• Work item:
Range to output from the entries below: the line containing "src/aead/quic.rs" through the line containing "briansmith: > Is". Set it down exactly, ends included, nothing else.

=== Records to use ===

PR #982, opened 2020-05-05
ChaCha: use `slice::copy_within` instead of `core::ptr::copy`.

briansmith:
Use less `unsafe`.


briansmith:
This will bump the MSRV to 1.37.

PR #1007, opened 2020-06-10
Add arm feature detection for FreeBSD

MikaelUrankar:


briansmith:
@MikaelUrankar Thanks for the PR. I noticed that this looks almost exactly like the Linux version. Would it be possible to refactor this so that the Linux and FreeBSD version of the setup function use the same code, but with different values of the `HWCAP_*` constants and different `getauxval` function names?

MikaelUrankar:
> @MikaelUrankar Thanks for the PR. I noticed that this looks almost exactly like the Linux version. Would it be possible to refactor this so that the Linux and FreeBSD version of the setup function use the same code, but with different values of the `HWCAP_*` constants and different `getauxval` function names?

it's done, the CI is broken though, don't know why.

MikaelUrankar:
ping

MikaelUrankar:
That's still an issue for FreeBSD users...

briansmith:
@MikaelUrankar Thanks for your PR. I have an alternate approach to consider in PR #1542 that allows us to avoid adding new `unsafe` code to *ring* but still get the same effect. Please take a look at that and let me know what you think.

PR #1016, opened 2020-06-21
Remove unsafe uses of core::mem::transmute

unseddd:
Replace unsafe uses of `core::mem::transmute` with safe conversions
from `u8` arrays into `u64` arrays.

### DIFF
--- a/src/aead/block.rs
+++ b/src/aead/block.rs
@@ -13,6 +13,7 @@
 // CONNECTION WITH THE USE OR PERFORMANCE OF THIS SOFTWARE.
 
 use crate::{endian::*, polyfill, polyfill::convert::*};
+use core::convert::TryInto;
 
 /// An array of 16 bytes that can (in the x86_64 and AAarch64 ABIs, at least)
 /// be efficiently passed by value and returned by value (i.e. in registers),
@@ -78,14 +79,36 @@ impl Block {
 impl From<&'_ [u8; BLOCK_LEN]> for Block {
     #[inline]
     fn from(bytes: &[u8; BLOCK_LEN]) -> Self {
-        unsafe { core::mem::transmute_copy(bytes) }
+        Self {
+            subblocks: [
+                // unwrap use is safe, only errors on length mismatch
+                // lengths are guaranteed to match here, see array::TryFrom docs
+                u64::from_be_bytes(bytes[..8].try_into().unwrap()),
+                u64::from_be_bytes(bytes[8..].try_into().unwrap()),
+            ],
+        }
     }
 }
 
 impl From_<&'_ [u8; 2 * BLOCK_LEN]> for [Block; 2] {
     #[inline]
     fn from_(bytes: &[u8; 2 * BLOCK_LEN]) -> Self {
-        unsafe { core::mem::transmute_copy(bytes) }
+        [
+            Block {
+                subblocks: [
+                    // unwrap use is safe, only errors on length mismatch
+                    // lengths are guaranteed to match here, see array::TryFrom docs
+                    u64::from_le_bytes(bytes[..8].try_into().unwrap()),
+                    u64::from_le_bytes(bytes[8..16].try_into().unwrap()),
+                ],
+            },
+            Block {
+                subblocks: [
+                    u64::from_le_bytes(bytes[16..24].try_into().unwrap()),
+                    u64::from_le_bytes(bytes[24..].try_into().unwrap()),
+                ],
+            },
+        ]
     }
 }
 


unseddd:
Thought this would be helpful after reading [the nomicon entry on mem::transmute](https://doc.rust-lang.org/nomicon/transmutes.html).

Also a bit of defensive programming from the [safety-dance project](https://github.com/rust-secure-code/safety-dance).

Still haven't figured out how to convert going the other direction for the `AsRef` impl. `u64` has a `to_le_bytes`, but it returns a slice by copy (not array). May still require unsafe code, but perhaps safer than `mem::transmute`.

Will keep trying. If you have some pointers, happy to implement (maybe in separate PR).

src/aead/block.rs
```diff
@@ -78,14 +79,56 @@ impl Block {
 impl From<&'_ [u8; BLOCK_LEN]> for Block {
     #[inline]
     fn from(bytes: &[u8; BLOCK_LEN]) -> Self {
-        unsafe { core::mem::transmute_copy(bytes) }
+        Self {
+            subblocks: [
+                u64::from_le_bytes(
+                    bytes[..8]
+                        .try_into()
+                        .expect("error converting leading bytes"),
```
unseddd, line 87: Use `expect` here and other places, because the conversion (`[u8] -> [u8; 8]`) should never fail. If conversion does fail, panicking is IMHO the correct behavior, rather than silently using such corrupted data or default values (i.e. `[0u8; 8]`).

===
=== Records to use ===

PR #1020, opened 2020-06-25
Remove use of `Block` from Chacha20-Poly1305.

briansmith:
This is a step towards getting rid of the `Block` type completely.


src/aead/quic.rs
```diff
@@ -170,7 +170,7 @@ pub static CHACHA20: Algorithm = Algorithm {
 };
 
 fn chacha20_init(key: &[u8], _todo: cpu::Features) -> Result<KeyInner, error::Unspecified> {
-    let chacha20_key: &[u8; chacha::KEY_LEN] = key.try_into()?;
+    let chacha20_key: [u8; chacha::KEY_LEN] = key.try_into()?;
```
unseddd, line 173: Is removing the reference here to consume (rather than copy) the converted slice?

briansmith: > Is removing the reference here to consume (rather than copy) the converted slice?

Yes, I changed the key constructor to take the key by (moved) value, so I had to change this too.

===
=== Records to use ===

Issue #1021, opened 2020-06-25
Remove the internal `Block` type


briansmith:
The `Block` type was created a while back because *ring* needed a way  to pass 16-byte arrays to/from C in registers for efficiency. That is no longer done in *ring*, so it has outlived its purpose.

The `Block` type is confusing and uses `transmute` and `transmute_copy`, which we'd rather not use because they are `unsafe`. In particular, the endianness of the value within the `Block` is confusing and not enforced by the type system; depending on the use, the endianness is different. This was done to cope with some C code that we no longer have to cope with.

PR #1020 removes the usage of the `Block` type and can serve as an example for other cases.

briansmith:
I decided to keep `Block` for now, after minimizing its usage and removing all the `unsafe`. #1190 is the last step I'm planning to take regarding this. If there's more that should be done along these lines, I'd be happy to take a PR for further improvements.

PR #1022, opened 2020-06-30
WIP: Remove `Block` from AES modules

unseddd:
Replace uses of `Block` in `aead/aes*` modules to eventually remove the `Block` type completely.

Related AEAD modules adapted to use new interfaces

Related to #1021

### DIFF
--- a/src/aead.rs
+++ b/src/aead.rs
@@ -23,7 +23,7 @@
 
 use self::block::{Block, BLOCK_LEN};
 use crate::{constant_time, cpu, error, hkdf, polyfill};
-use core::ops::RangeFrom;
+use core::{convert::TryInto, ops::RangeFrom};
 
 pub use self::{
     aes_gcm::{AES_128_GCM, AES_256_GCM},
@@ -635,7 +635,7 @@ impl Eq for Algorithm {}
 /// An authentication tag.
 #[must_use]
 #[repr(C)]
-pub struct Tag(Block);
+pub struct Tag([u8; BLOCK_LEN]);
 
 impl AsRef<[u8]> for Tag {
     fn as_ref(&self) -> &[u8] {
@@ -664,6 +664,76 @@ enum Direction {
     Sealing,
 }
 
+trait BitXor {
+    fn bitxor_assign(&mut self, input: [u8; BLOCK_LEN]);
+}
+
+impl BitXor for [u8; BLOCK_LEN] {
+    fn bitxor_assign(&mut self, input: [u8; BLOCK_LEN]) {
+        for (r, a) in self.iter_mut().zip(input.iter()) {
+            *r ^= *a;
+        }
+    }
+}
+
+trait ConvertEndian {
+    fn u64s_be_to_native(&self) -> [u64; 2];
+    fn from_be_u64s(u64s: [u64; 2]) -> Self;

===

• Task response:
src/aead/quic.rs
```diff
@@ -170,7 +170,7 @@ pub static CHACHA20: Algorithm = Algorithm {
 };
 
 fn chacha20_init(key: &[u8], _todo: cpu::Features) -> Result<KeyInner, error::Unspecified> {
-    let chacha20_key: &[u8; chacha::KEY_LEN] = key.try_into()?;
+    let chacha20_key: [u8; chacha::KEY_LEN] = key.try_into()?;
```
unseddd, line 173: Is removing the reference here to consume (rather than copy) the converted slice?

briansmith: > Is removing the reference here to consume (rather than copy) the converted slice?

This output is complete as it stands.